Brent climbs above $106 as Fed shows confidence in US economy
* Fed will probably end commodity-friendly stimulus program this fall
* U.S. stockpiles rise more than expected; fall at Cushing pricing hub
* Investors watching U.S., EU sanctions against Russia
By Jacob Gronholt-Pedersen
SINGAPORE, March 20 (Reuters) - Brent crude rose above $106 a barrel on Thursday after the U.S. Federal Reserve signalled interest rates could rise next year, indicating strength in the world's largest economy and top oil consumer, while geopolitical tensions also underpinned prices.
In comments that sent stocks and bonds tumbling, Fed Chair Janet Yellen on Wednesday said the bank will probably end its massive bond-buying program this fall, and could start raising interest rates around six months later.
While scaling back of the central bank's commodity-friendly stimulus has been viewed as a drain of liquidity, the latest outlook is being seen by market participants as underscoring confidence in the U.S. economy.
"The consensus is now that the winding down of easy money is happening because the economy is strong enough to stand on its own two feet," said Mark Keenan, head of commodities research in Asia at Societe Generale.
"I think investors take a degree of confidence from Yellen's comments. And while still fragile, there is a prospect of real economic growth, which will underpin commodities, including oil," Keenan said.
Brent was up 27 cents at $106.12 per barrel by 0358 GMT, after settling 94 cents lower.
U.S. crude traded 34 cents higher at $100.71 per barrel. The contract, which expires on Friday, had closed 67 cents higher on Wednesday after data showed a fall in crude inventories at the Cushing, Oklahoma, pricing hub.
Crude stocks at Cushing fell 989,000 barrels last week as a TransCanada Corp pipeline continued to drain oil to the Gulf Coast, where stocks rose 4.7 million barrels to the highest level yet this year, the data from the U.S. Energy Information Administration (EIA) showed.
Total oil stockpiles in the United States soared nearly 6 million barrels, more than double forecasts, as refinery utilization rates fell to the lowest levels in nearly a year.
Oil prices also drew support from tensions in Ukraine and Russia, the world's biggest oil producer.

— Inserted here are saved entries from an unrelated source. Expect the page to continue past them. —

PR #1511, opened 2020-12-04
[MISC] Refactor and address most errcheck linter ignores

nightah:
This is mostly a quality of life change.
When we first implemented the errcheck linter we ignored a number of items in our legacy codebase with intent to revisit down the track.

There's a only a few leftover TODO's, these have been left for the team to discuss on Matrix and agree on the way forward.

### DIFF
--- a/internal/handlers/handler_firstfactor.go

The United States warned Moscow it was on a "dark path" to isolation on Wednesday as Russian troops seized two Ukrainian naval bases, including a headquarters in the Crimean port of Sevastopol.
The dramatic seizure came as Russia and the West dug in for a long confrontation over Moscow's annexation of Crimea, with the United States and Europe groping for ways to increase pressure on a defiant Russian President Vladimir Putin.
Oil price gains were, however, checked as the dollar firmed after comments from Fed's Yellen prompted markets to bring forward interest rate hike expectations.
A strong dollar makes commodities priced in the greenback expensive for holders of other currencies.
Societe Generale has cut its 2014 price forecast for crude oil on Wednesday, saying prices have underperformed despite strong fundamentals.